All of above have O(n^2) as their time complexity in avg & worst case, since they all include two loops. However, for insertion sort and optimized bubble sort, the time complexity can reach O(n) in the best case (when the list is already sorted) because we can break early. But for selection sort, it always takes O(n^2) since it has to scan the rest every single time no matter what!

Recursive methods

Recursive is neat in the form, but the think process is harder since naturally we think linearly...

3 steps converting

// use bubble as example
recursive_bubble(round,list){
    // 1. halt condition(which to if)
    if(round>length.list)
    return

    // 2. main function remains
    i=round
        while{i<=length.list}{
            if(list(i)>list(i+1))
            then swap
        i+=1
        }
    
    // 3. variables iter
    // round+=1
    recursive_bubble(round+1,list)
}

To put it bluntly, recursive is a form of stacks/tree A tree means that, in one logic layer, the layer calls itself more than once, like $$ F(n) = F(n-1) + F(n-2) $$ But stuff like bubble sort, which only call itself once (Single Recursion) is a tree only have one side of branch:

  • root: bubble(list, n=0)
  • child: n=1
  • grandchild: n=2......

Quick sort is recursive on both sides, so it's a binary tree. The height of the tree is how many pieces we cut the question into

There is also... something based on graphs. If you think about Fibonacci sequence, F(5)=F(4)+F(3), F(4)=F(3)+F(2), WHERE F(3) was called twice.

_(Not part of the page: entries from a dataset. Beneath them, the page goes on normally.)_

PR #461, opened 2025-01-22
Add Mariia to Fancy Memory Management

mariasoroka:

PR #466, opened 2025-01-23
Add Edmund Lam to Interactive Verification

UnsignedByte:


sampsyo:
Hey @UnsignedByte—I think we already have 3 people for this paper (if you include #461). Would you be open to switching to a different presentation that only has 1 or 0 people assigned so far?

UnsignedByte:
@sampsyo Done! I took Interactive Verification, which is empty for now :)

sampsyo:
Awesome. Thanks.

PR #470, opened 2025-01-24
Co lead Dynamic Languages Discussion

smd21:
@adityanathan  Would it be okay if I co-lead this discussion with you?


adityanathan:
Sure!

sampsyo:
Oops, looks like there was a race condition with @ananyagoenka (in #468). I'm going to assume the 3 of you are cool with working together!

PR #472, opened 2025-01-26
Add Sam as superoptimization leader

samuelbreckenridge:


sampsyo:
Sounds good, as long as @mb64 is down to collaborate!

mb64:
Sounds good to me!

sampsyo:
Great!

PR #474, opened 2025-01-27
Add Allen to profiling paper

aw578:


sampsyo:
Sounds good, as long as @scober is down to collaborate!

scober:
I would love to collaborate!

sampsyo:
Excellent!

PR #486, opened 2025-02-07
Swap discussion leads due to conflict

emmanueljs1:
Spoke with the people leading the discussion for "Automatic Verification" and @devv64 was available for a swap!


sampsyo:
Great; thanks for engineering the swap!

PR #3560, opened 2025-08-14
Replace eth_test with EEST test vectors

jangko:


arnetheduck:
image

unless master is rolled back, this will stay in history :/

tersec:
All EEST test vectors are frozen, or just these?

PR #3563, opened 2025-08-15
devnet EEST tests in local

### LINKED ISSUE #3523: Add support for EEST test vectors for both local test and CI test
The test vectors from [ethereum/tests](https://github.com/ethereum/tests) is not update anymore. From the release page they suggested to us to use [EEST](https://github.com/ethereum/execution-spec-tests) test vectors.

If we take each call as a node...(?)

Searchings

  • 状态空间(State Space $S$):所有可能存在的世界状态的集合。
  • 初始状态(Initial State $s_0$):エージェント(智能体)开始的起点。
  • 动作(Actions $A(s)$):在某个状态下可以采取的合法操作。
  • 转移模型(Transition Model / Successor Function):输入当前状态和动作,返回结果状态以及对应的步骤代价(Step Cost $c(s, a, s')$)。
  • 目标测试(Goal Test $G(s)$):判断当前状态是否达到了最终目标的测试。

Uninformed Search

Two very instinctive approach are sequence search and binary search

Depth-First Search

LIFO Stack to manage fringe

ultility:

  1. space complexity $O(bm)$, b is branching factor, m is max depth
  2. possible dead loop, always finding the leftest solution rather than the best

Breadth-First Search

FIFO Queue ultility:

  1. space complexity $O(b^s)$, s is the depth of shallowest solution
  2. complete; best only when each step's cost is the same

Uniform Cost Search

always expands the node where Backward Cost $g(n)$ is the smalleat.

Priority Queue

~Dijkstra

Informed Search

Heuristic Function $h(n)$, estimate the cost from current node to goal

Greedy Search

每次都优先展开 $h(n)$ 最小(即看起来离目标最近)的节点. 容易被错误的诱导带偏,最坏情况下会退化成像 DFS 一样糟糕,既不完整也不最优

A* Search

$$f(n) = g(n) + h(n)$$ 其中 $g(n)$ 是从起点到当前节点的实际代价,$h(n)$ 是估计的剩余代价。每次优先展开 $f(n)$ 最小的节点。

只有当Goal被从优先队列中弹出来(Remove-Front)时,搜索才宣告结束。仅仅看到它进入队列是不能停止的,因为后面可能还有更好的路径。

Admissibility

to ensure A* tree search find the best solution. h(n) must be admissible: $$0 \le h(n) \le h^(n)$$ $h^(n)$ 是实际到目标的真实最小代价。这意味着它绝不能高估实际代价。